(Saved data entries)
::::

PR #2831, opened 2023-03-22
Fix string trimming table bugs

metalmatze:
There are some other bugs that still need to be fixed tomorrow, but at least it doesn't crash the UI anymore.

### DIFF
--- a/pkg/query/flamegraph.go
+++ b/pkg/query/flamegraph.go
@@ -87,6 +87,12 @@ func (fgi *FlamegraphIterator) At() *querypb.FlamegraphNode {
 	return peekNode.Children[fgi.stack.Peek().currentChild]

::::

# EXERCISE DIRECTIONS
Your answer should consist of the lines from the line with "There are some" through the last line of the data, set down exactly, both included.

# RESULT
There are some other bugs that still need to be fixed tomorrow, but at least it doesn't crash the UI anymore.

### DIFF
--- a/pkg/query/flamegraph.go
+++ b/pkg/query/flamegraph.go
@@ -87,6 +87,12 @@ func (fgi *FlamegraphIterator) At() *querypb.FlamegraphNode {
 	return peekNode.Children[fgi.stack.Peek().currentChild]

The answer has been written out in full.